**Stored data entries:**
----------

PR #138, opened 2014-11-02
make the quickstart example work on Python3

stonebig:


dfm:
Sorry for taking infinity years to respond to this, but I'm in the process of re-writing all the examples finally and I'll take this into account in the next release. Thanks!

PR #139, opened 2014-11-18
Closing properly the pool in the Sample function ath the end of the run.

jeammimi:
The pool is closed only if it was created by the emcee module.

When runing a sampler with threads different from 1 in a ipython notebook,
the pool was not closed properly and everytime I was using the sampler, a
new pool was added and not close.
This close the pool at the end of the run.


dfm:
This is great, but the upcoming 3.0 release will deal with this problem by just getting rid of the "threads" argument - that simplifies a lot of issues! Thanks for your contribution.

PR #146, opened 2015-01-29
Adaptive parallel tempering

willvousden:
Dynamic temperature selection according to [arXiv:1501.05823](http://arxiv.org/abs/1501.05823v1.pdf).


dfm:
I'm going to close this because in v3.0 the PTSampler has been removed and a shim to [willvousden/ptemcee](https://github.com/willvousden/ptemcee) has been added.

carlosgmartin:
@dfm The ptemcee repository seems to be abandoned and lacks documentation. Are there any plans to incorporate it (the adaptive parallel tempering algorithm) into emcee, or is there any current way to use it in emcee?

dfm:
This will not be incorporated into emcee. If you need something like PT and premcee doesn't cut it, I'd recommend [dynesty](https://dynesty.readthedocs.io/en/latest/) instead!

PR #152, opened 2015-05-14
Move import of mpi4py to inside MPIPool initialization

joezuntz:
We have a downstream user with a broken MPI installation, which crashes on importing mpi4py. She also can't use emcee in serial mode, because the mpi_pool module tries importing mpi4py.MPI.

This change fixes that (certainly rare) issue by moving the mpi4py import to inside the MPIPool initialization.


marius311:
I don't think this is that rare. Another example is often times if you're on the login node of a cluster, anything touching MPI will error out, so you can't test emcee unless you get a compute node. This PR fixes the issue for me in the couple of places I've run into it, it'd be great to have it merged.

dfm:
Thanks! Sorry about the delay.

----------

**WHAT TO DO:** Every line above that includes the word "willvousden" must appear in the answer.

**TASK OUTPUT:**
willvousden:
I'm going to close this because in v3.0 the PTSampler has been removed and a shim to [willvousden/ptemcee](https://github.com/willvousden/ptemcee) has been added.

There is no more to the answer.